I spent a day with Maurice, Sue, Charlotte and her boyfriend Matt who offered to take me sofa shopping.  I'd done a bit of window shopping on my own and with Karys but wanted to hit the big stores.  I was stuck on getting a big round cuddle chair - the one I really liked swivelled.  Despite it sounding like the most boring day ever, nobody seemed bored at all, especially when Sue reclined a chair and her shoe flew across the room.  I ended up ordering two cuddle sofas which will seat two people or one ME and a standard chair because I liked the fabric, different patterned cushions and the colours, plus everyone said they were comfortable.

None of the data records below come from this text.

PR #33, opened 2022-04-11
added function for grabbing the unit ip

MiaAltieri:
Short PR description as this is a minor change. 

This change essentially adds a helper function for getting a unit’s IP address, it is helpful because it converts the address regardless of it being the current unit or the peer. It will also be helpful in a following PR

### DIFF
--- a/src/charm.py
+++ b/src/charm.py
@@ -351,13 +351,15 @@ class MongodbOperatorCharm(ops.charm.CharmBase):
 
     def _unit_ip(self, unit: ops.model.Unit) -> str:
         """Returns the ip address of a given unit."""
+        # check if host is current host
         if unit == self.unit:
             return str(self.model.get_binding(PEER).network.bind_address)
-
-        if unit in self._peers.data:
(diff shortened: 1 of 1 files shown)


src/charm.py
```diff
@@ -351,6 +349,16 @@ def _single_mongo_replica(self, ip_address: str) -> MongoDB:
...
+    def _unit_ip(self, unit: ops.model.Unit) -> str:
+        """Returns the ip address of a given unit."""
+        if unit == self.unit:
+            return str(self.model.get_binding(PEER).network.bind_address)
+
+        if unit in self._peers.data:
+            return str(self._peers.data[unit].get("private-address"))
+
+        return None
+
```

The kids have been over weekly which always makes me feel better and it's usually at the weekend so it gives me something to expect and look forward to.  They've both done really well in their exam results and Phoenix has started at the college in the town near me and it's nice to know he's nearby somehow.  They were both here this weekend to stay so the house felt full again and as much as I joke about their stuff taking up all the room and them eating all the food I can't think of a better way to spend a weekend than with the two people who mean the most to me.

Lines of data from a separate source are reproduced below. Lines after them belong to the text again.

PR #34, opened 2022-04-25
DPE-137-lock-on-removal

MiaAltieri:
### For the Reader
Things in `src/mongod_helpers.py` are somewhat messy, but have no fear! These will be updated in the following quarter when we merge the mongod helpers between the k8s and machine charm. 

NOTE: This branch called `DPE-137-lock-on-removal` actually does not use a lock, due to the issues related with deferring on storage and the fact that the current lock mechanism relies on relation events which are not reliable on unit departure.

### Problem

This PR addresses some of the complexities of removing units. Specifically the problems of:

I was supposed to have surgery this week - tomorrow in fact.  However despite this being booked in three weeks ago, I hadn't had it confirmed so called on Tuesday and was told on Wednesday it wasn't happening as one surgeon couldn't make it from Nottingham.  Yes it's so complex and unusual it's taking two surgeons. My own surgeon called his new registrar in and told him to make sure he was in the theatre for my ops as "you'll never see this again".  See I'm special again.  So it MAY be happening in October but I'm not counting on it.  They seem unable to pick up the phone and talk to each to ask if they are both free on the same day and book a theatre.  Mean while they're playing with my life because I can't have surgery if I'm on chemo.  At some point I need to restart chemo or accelerate my impending death.

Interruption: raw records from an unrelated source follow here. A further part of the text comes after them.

PR #271, opened 2015-08-07
Add support for RESTful only WMTS

JuergenWeichand:
With this PR OWSLib will support **RESTful only WMTS**.
- will not crash if no operations are available in the capabilities
- added property function `.restonly`
- added function `.buildTileResource()` corresponding to `.buildTileRequest()`
- function `.gettile()` can now also be used for downloading a tile from a RESTful WMTS
- added test `wmts_RESTonly`
- updated test `wmts_geoserver21` (check if `restonly`)

### DIFF
--- a/owslib/wmts.py
+++ b/owslib/wmts.py
@@ -31,6 +31,7 @@ would be appreciated.
 
 from __future__ import (absolute_import, division, print_function)
 
+from random import randint
 import warnings
 import six
 from six.moves import filter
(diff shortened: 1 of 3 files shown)


JuergenWeichand:
Example for a RESTful only WMTSCapabilities (Mapproxy)
http://geoserv.weichand.de/mapproxy/wmts/1.0.0/WMTSCapabilities.xml

JuergenWeichand:
Some tests did fail because of connection problems (timeouts).

JuergenWeichand:
@tomkralidis thanks for the 0.9.1 release. What about this PR?

tomkralidis:
@JuergenWeichand thanks for the bump. Merged.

Friday I finally got to see the results of the scan I had on 1st August, 5 weeks ago.  As expected, growth in lung tumours and the larger liver tumour looks to be double in size.  As I look so much better - noted by the nurse who saw me pass out last time and my onco who repeatedly saw me looking shit after poison on the ward he suggested I might want to wait a while still and enjoy feeling well since the effects of chemo stop me having any kind of life at all.  I'll see him in a couple of months after which I'll hopefully have had surgery and we can see if I'm having any symptoms yet from the tumours and if I want to go back on treatment.  He suggested maybe I could try the first drug I had, Oxaliplatin (Poxy Oxy) but I insisted if I ever have it again it will have to be a very low dose.  It ruined the nerves in my limbs from elbows and knees down.  Made me unable to walk, need physiotherapy to walk properly again and meant I couldn't touch or drink anything that wasn't warmer than room temperature or it hurt.  Cold weather made my throat close up and my mouth muscles contract, lips go numb and even room temperature drinks felt like swallowing crushed glass.  Still my hair just got thin, it didn't fall out...........and I guess looking back I tolerated that drug better?  I don't know.  He's also sending a sample of my tumour off for K-ras testing.  If the gene shows no mutation I may be able to have Cetuxiab which is another drug to help kill off the cancer and makes any chemo work better.  Side effects - acne like rash, nausea, diarrhoea, flaky sore hands feet and other areas of skin.  Terrific.  Can't wait.  I told him I'll just try and do chemo in the winter, where I spend most my time in hospital using their heating not mine and summers at home.

I've tidied the conservatory, killed 7 giant spiders with a little help from the kids (I did 4), put up a new toilet roll holder, sealed around Karys' bedroom window to stop the wind howling in, sealed up the gap in the conservatory roof to hopefully prevent further leaks and may eventually get round to decorating in there one day!

Tomorrow I'm having my first new hair haircut.  more of a case of shaving a couple of mms off the ends but at least it should look like a style.